When you first told me how you really felt, I was shocked. I was at a lack for words. I wouldn’t speak because my heart had just shattered. I kept telling myself that you were lying to me. I kept telling myself that you didn’t mean it. I walked away from you. I needed a moment to wrap my mind around this. Everything I had ever imagined my future consisting of had just burst at the seams.
After a few days of accepting that you were telling the truth and just being honest with me about how you really felt, I slowly but surely packed my things and left your life.
I didn’t want to leave your life completely, but being friends with you seemed harder than being in a passionless relationship with you. Changing my Facebook relationship status seemed harder than expected. It was even harder to delete our pictures together. I found myself constantly wondering “is there someone else?” and “what could I have done different?”
But, I won’t beat myself up over this. I won’t let this failed relationship be the death of me. I won’t let it drag me down… I’ll let it build me up.
Because now I know.
Now I know the difference between loving someone and being in love with someone. Now I know that even though you weren’t happy with us together as a couple, you still loved me. You weren’t in love with me anymore, but you still loved me.
No matter how hard the battle was, I am moving on. I am moving past the hurt, and I am making my life even better now. Even though I quit my job and transferred schools, it wasn’t to be further away from you, it was to be closer to my goals and now I don’t have to worry about letting my life revolve around us.
Now I don’t have to worry about striving to please anyone other than myself. Now I can focus on my own goals instead of our goals. Now I can be my own person and let someone fall in love with me, the real me. With all my flaws, imperfections, and previous mistakes, I still have a lot going for me. I am still attending college to make my future a better one. I am still working a part-time job so I can pay my own bills and support myself through college.

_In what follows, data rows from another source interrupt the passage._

PR #6068, opened 2019-07-04
testutil: print diff if fields are not equal

dupondje:
During tests it was sometimes annoying I couldn't see what was the exact difference.
Adding a compare in the testutil that prints a diff.

### Required for all PRs:

### DIFF
--- a/testutil/accumulator.go
+++ b/testutil/accumulator.go
@@ -9,6 +9,7 @@ import (
 	"testing"
 	"time"
 
+	"github.com/google/go-cmp/cmp"
 	"github.com/influxdata/telegraf"
 	"github.com/stretchr/testify/assert"
 )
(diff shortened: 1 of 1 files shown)


danielnelson:
I'm planning to remove most of the test code at some point; since its pretty messy, could you try using this method from in testutil/metric.go:
```
	expected := []telegraf.Metric{
		testutil.MustMetric("smart_device",
			map[string]string{
				"device":    ".",
				"model":     "TS128GMTE850",
				"serial_no": "D704940282?",
			},
			map[string]interface{}{
				"exit_status": 0,
				"health_ok":   true,
				"temp_c":      38,
			},
			time.Now(),
		),
	}

	// Generally you would want SortMetrics() to avoid ordering errors and
	// IgnoreTime unless you are testing time specific code.
	testutil.RequireMetricsEqual(t, expected, acc.GetTelegrafMetrics(),
		testutil.SortMetrics(), testutil.IgnoreTime())
```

I guess the main thing I want you to know is this: my world did not stop revolving. My world didn’t stop at all, even though there for a moment, I thought it did. I kept moving forward.
And I will continue moving forward.
I will move forward until I have reached all of my goals. I will continue to move forward until I’ve found exactly what makes me happy.
I know that I can continue on without you.
I know that I will make it through life without you.